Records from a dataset
***

PR #5587, opened 2022-08-17
Feature: container query polyfill

bspeare:
A quick experiment using the updated container query poyfill.  

# How to test

- `blt frontend`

***

Start at the line containing "Feature: container query polyfill" and transcribe through the end of the entries. Please keep both ends and add nothing.

Feature: container query polyfill

bspeare:
A quick experiment using the updated container query poyfill.  

# How to test

- `blt frontend`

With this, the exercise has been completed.